• **Task instructions**
Give again, word for word, each line below starting at the one that contains "PR #251, opened 2016-05-19" and ending at the one that contains "provider and per".

• **Provided information**
====================
PR #243, opened 2016-05-04
add tftp_managed parameter

mmoll:
with this I can use -installer also with libvirt (which brings its own tftp server, but I still want the syslinux files to get copied)

### DIFF
--- a/manifests/init.pp
+++ b/manifests/init.pp
@@ -149,8 +149,12 @@
 #
 # $tftp_listen_on::             TFTP proxy to listen on https, http, or both
 #
+# $tftp_managed::               TFTP is managed by Foreman proxy
+#                               type:boolean
+#
 # $tftp_manage_wget::           If enabled will install the wget package
 #                               type:boolean
+#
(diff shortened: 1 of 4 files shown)


brandonweeks:
LGTM.

manifests/config.pp
```diff
@@ -8,7 +8,11 @@
     Class['puppet::server::config'] ~> Class['foreman_proxy::service']
   }
 
-  if $foreman_proxy::tftp     { include ::foreman_proxy::tftp }
+  if $foreman_proxy::tftp {
+    class { '::foreman_proxy::tftp':
+      tftp_managed => $foreman_proxy::tftp_managed,
```
domcleal: I don't think this needs to be set/duplicated here, the default's already set correctly.

mmoll: indeed, was a leftover from drafting the change

domcleal:
:+1:

brandonweeks:
Merged, thanks @mmoll. 😃

PR #245, opened 2016-05-05
Update changelog

mmoll:
I think this can stay open to be merged when the 3.0.0 release is happening.


domcleal:
There are a number of other changes (bug fixes, a parameter or two) that aren't documented here, would you like to add everything in this PR, or shall I merge and append to it?

mmoll:
I'd say just merge it and then append if needed, although I tried to catch the visible changes and I'm unsure if every commit needs to get reflected here.

PR #249, opened 2016-05-18
Rename puppetrun/puppetrun_listen_on to puppet

domcleal:
The smart proxy module is simply called 'puppet' and is used for
environment importing as well as Puppet runs, so this should make the
relationship clearer.

---

As we're doing a major version we could just change it and remove the support for the deprecated parameters, would that be preferable?


ekohl:
Given a major version is coming, I'd prefer to drop the deprecated parameters.

domcleal:
Yep, I think that's probably right. I've updated the PR to simply rename them.

ekohl:
:+1:

mmoll:
merged, thanks @domcleal!

PR #251, opened 2016-05-19
Deploy split Puppet module configuration files

domcleal:
1.12 splits the Puppet module up into many config files per puppetrun
provider and per environment import provider. 1.11 users must set the
`puppet_split_config_files` parameter to false to keep the single
puppet.yml.

A `mcollective_user` parameter has been added to expose the setting that
was introduced in 1.9.0 and is now in puppet_proxy_mcollective.yml.

Contains the commit from #249 as it conflicted and was helpful in keeping order.

### DIFF
--- a/CHANGELOG.md
+++ b/CHANGELOG.md
@@ -9,6 +9,9 @@
       is used in the proxy code itself for the path.
 * New or changed parameters on smart proxy plugin classes:
     * Add contentdir, reportsdir and failed_dir to openscap class
+* Compatibility warnings:
+    * Change puppetrun and puppetrun_listen_on parameters to puppet and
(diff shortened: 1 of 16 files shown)


mmoll:
Seems to work just fine, although I had to change :use_environment_api: to true for everything to work, which might point to an issue in the proxy code (or my setup, I didn't update the modules for several months until now).

merged, thanks @domcleal!

domcleal:
> Seems to work just fine, although I had to change :use_environment_api: to true for everything to work, which might point to an issue in the proxy code

Yep, tests picked this up too, filed http://projects.theforeman.org/issues/15130.

PR #253, opened 2016-05-24
fixes #15164 - user can specify org/loc for proxy registration

stbenjam:
Needs https://github.com/theforeman/puppet-foreman/pull/448

### DIFF
--- a/manifests/params.pp
+++ b/manifests/params.pp
@@ -257,6 +257,10 @@ class foreman_proxy::params {
   $registered_name = $::fqdn
   # Proxy URL to be registered
   $registered_proxy_url = undef
+  # Taxonomies to add to the proxy
+  $registered_organizations = []
+  $registered_locations = []
+
   # User to be used for registration
   $oauth_effective_user = 'admin'
   # OAuth credentials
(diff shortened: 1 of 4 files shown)


manifests/params.pp
```diff
@@ -257,6 +257,11 @@
   $registered_name = $::fqdn
   # Proxy URL to be registered
   $registered_proxy_url = undef
+
```
ekohl: Nit: since this is the registration block, you can leave out this empty line.

ekohl:
We shouldn't forget to increase the minimum puppet-foreman version.

stbenjam:
@ekohl I think that's done, no? metadata.json shows puppet-foreman 5.2, which hasn't be released yet.  If my PR doesn't make it for 5.2.0, it will need updating though.

stbenjam:
[test]

mmoll:
[test] won't work with travis jobs, but it would fail without the corresponding puppet-foreman PR, correct?

stbenjam:
Didn't realize [test] wouldn't trigger it.   Anyway, I realize it'll fail was just curious what was going on with the travis job, it never actually ran.

mmoll:
Ah, I canceled it, as our account travis was/is a bit swamped by all the long test runs

ekohl:
Given https://github.com/theforeman/puppet-foreman/pull/448 was closed I'm closing this as well.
====================
• **Result**
PR #251, opened 2016-05-19
Deploy split Puppet module configuration files

domcleal:
1.12 splits the Puppet module up into many config files per puppetrun
provider and per environment import provider. 1.11 users must set the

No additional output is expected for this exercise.